リリはあれだけ食べてまだ足りないということはなかったようで、安心した。同時に空を走る光の今までの食事事情が気になったが、今その話を聞き始めると、熱々の料理が冷めそうなのでやめておくことにする。
「まあ、みんなの食べたいのに食べられないは今後いくらでも聞けることが分かったし、そんなことよりお昼だよ」
空を走る光は喜びと絶望が入り混じった表情でリリを見た。
キャラリックメルの3人は笑っている。
リリは周りの反応はスルーして、気合を入れて言う。
「よし、じゃあみんなで全部食べ切ることを目標にして、食べることにしよう。いただきます」
キャラリックメルの3人も手を合わせていただきますと言って、空を走る光は手を合わせて祈った様子の後食べ始める。

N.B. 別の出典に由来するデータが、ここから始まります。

PR #6102, opened 2025-10-07
feat: canister status query call

mraszyk:
This PR specifies management canister _query_ calls to the method `canister_status`.

### DIFF
--- a/docs/references/ic-interface-spec.md
+++ b/docs/references/ic-interface-spec.md
@@ -2529,6 +2529,7 @@ The optional `sender_canister_version` parameter can contain the caller's canist
 ### IC method `canister_status` {#ic-canister_status}
 
 This method can be called by canisters as well as by external users via ingress messages.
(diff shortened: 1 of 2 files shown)


docs/references/ic-interface-spec.md
```diff
@@ -2529,6 +2529,7 @@ The optional `sender_canister_version` parameter can contain the caller's canist
 ### IC method `canister_status` {#ic-canister_status}
 
 This method can be called by canisters as well as by external users via ingress messages.
+This method can also be called by external users via non-replicated (query) calls, but it cannot be called from composite query calls.
```
mraszyk, line 2532: It is true that it cannot be called from composite query calls, right? @dsarlis

dsarlis: Correct, it is not possible until we fix an existing issue that would allow in general any management canister calls to happen via composite queries (so it would also apply to `fetch_canister_logs`).

PR #6213, opened 2026-03-18
Disallow canister signatures from engines on mainnet

andreacerulli:
Canister signatures whose certificate includes a delegation from a cloud_engine subnet must now be rejected. This is enforced by adding a check in the canister signature verification rules: if the certificate includes a subnet delegation, the subnet type (at /subnet/<subnet_id>/type in the delegation's certificate) must not be cloud_engine. In particular, certificates omitting the subnet type from the delegation should not be accepted. 

This restriction applies only to canister signatures used for IC request authentication. Subnet delegations to cloud_engine subnets remain valid for other uses (e.g. certified data, query responses).


docs/references/ic-interface-spec.md
```diff
@@ -411,7 +411,7 @@ This section makes forward references to other concepts in this document, in par
 
     where `signing_canister_id` is the id of the signing canister and `reconstruct` is a function that computes a root-hash for the tree.
 
-    -   If the `certificate` includes a subnet delegation, then the `signing_canister_id` must be included in the delegation's canister id range (see [Delegation](#certification-delegation)).
+    -   If the `certificate` includes a subnet delegation, then the `signing_canister_id` must be included in the delegation's canister id range (see [Delegation](#certification-delegation)), and the subnet type (obtained by looking up `/subnet/<subnet_id>/type` in the delegation's certificate) *must not* be `cloud_engine`.
```
mraszyk:
```suggestion
    -   If the `certificate` includes a subnet delegation, then the `signing_canister_id` must be included in the delegation's canister id range (see [Delegation](#certification-delegation)), and the subnet type (obtained by looking up the path `/subnet/<subnet_id>/type` in the delegation's certificate which *must* be present) *must not* be `cloud_engine`.
```

mraszyk (commented):
Proposed a little clarification. Otherwise LGTM and let's merge when the change is rolled-out.

randombit (approved):

schneiderstefan (approved):

marc0olo (approved):

PR #6227, opened 2026-04-15
Update CODEOWNERS for document ownership assignments

raymondk:


marc0olo:
@raymondk can we revert the removal of the defi team? I assume they didn't have write access and this might be fixed now. otherwise we should tell idx again about this issue.

PR #6230, opened 2026-04-21
docs: simplify canister ID resolution and rename API Gateway to API Boundary Node in HTTP GW spec

r-birkner:
- Removes implementation-specific canister ID resolution logic (hardcoded hostname table, raw domain handling, DNS TXT lookup, `x-ic-canister-id` header detection) from the HTTP Gateway Protocol Spec, replacing it with a protocol-agnostic description that lists example approaches (subdomain encoding, DNS, static mapping, HTTP header).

リリは美味しそうな匂いのするリッケを手に取った。一口食べる。
(あ、これは好きな味。というか美味しいって思えるね。正直外のご飯楽しめないんじゃないかと心配だったけど、大丈夫そうで良かったー。それにこれは食べたことある味に近い気がする)
リリはパンに挟まれた肉を、笑顔で眺めて言う。
「思ってたよりパンがもっちりだね。肉まん……いや、餃子かな?」
同じくリッケを食べてみたサラが頷いた。
「その通りですね。見た目はハンバーガーに近いですが、食感は肉まん、味は餃子が近い気がいたします」
「見た目と違いすぎて、違和感がすごいけどね」
サラも不思議ですねと笑っている。
次はと、リリはザイロコを自分の皿に3種類切り取った。
塩のものを食べて笑顔で言う。
「皮はパリパリだし、塩味もいい感じだね」
「そうですね。焼き加減も味付けもなかなかだと思います」
アルバートも同じ塩のザイロコを食べてから言った。
アルバートの言葉に頷きながら、リリは黄色い粉がまぶしてある物を食べる。
「少し辛いやつは食べれるくらいで良かったよ。これくらいなら大丈夫だね」
ファーストは、冷たいお茶を自分のコップに注ぎながら言う。
「私もそう思います。それに辛さは見た目とは違い、唐辛子の辛さに似ている気がして面白いですね。リリ様も足しますか?」
リリはお願いしますと言って、コップをファーストの方に置いた。
ファーストがお茶を注いでいる間に、リリはタレのかかったザイロコを食べる。
「タレは思ってたより甘めだね。はちみつかな?」
「どうぞ。グルークの町の話になりますが、砂糖よりもはちみつの方が手に入りやすいようでした。その可能性は高そうです」
「ありがとう。そうなると甘いものって、砂糖の代わりにはちみつ使ったアイスとかクッキーとかできそうだね」
「キャラリックメルにはありませんが、リリ様が言うのであれば作れるのでしょう」
「うちには、はちみつかけて食べるやつしかなかったね」
リリはアイスとクッキー何味作ったっけと思い出している。
空を走る光は今まで食べたキャラリックメルの物で、クッキーと呼ばれている物を思い出したようだ。
ルティナが言う。
「リリさん、たぶんですけど、ビルデンテで食べられますよ」
リリはルティナの方を見る。
「アイスとクッキーあるの?」
「アイスの方は分かりませんが、クッキーは焼き菓子ですよね? 似たようなやつなら店で食べられたと思います」
「それはすごい気になるね。美味しかった?」
「リリさんの口に合うかは分かりませんが、私たちは美味しかったです」
「みんなが美味しかったなら大丈夫でしょ。これも美味しかったし、今度連れて行ってね」
そう言ってリリは楽しそうにリッケを食べていく。
空を走る光はそんなリリを不思議そうな目で見ていた。
ウィルが聞く。
「リリさん、リッケ気に入ったの?」
「そうだね、この味は結構好きだよ」
空を走る光はよく分からないような表情をして、顔を見合わせた。
リリは今の返事の何が分からなかったのか、分からなかったので聞く。
「私がリッケ好きだとおかしいの?」
空を走る光は悩むような様子だ。
「うーん、好みだからおかしくはないような気もするけど」
「おかしいといえばおかしいよな」
「あんなに美味しいもの毎日食べてるんだから、こういうのは美味しくないって思うもんじゃないのか」
リリはさっき考えていたことだったので、納得しかけたが、それを言ったら空を走る光は最近ずっとキャラリックメルの食事を食べているので同じことが起きているのではないかと思った。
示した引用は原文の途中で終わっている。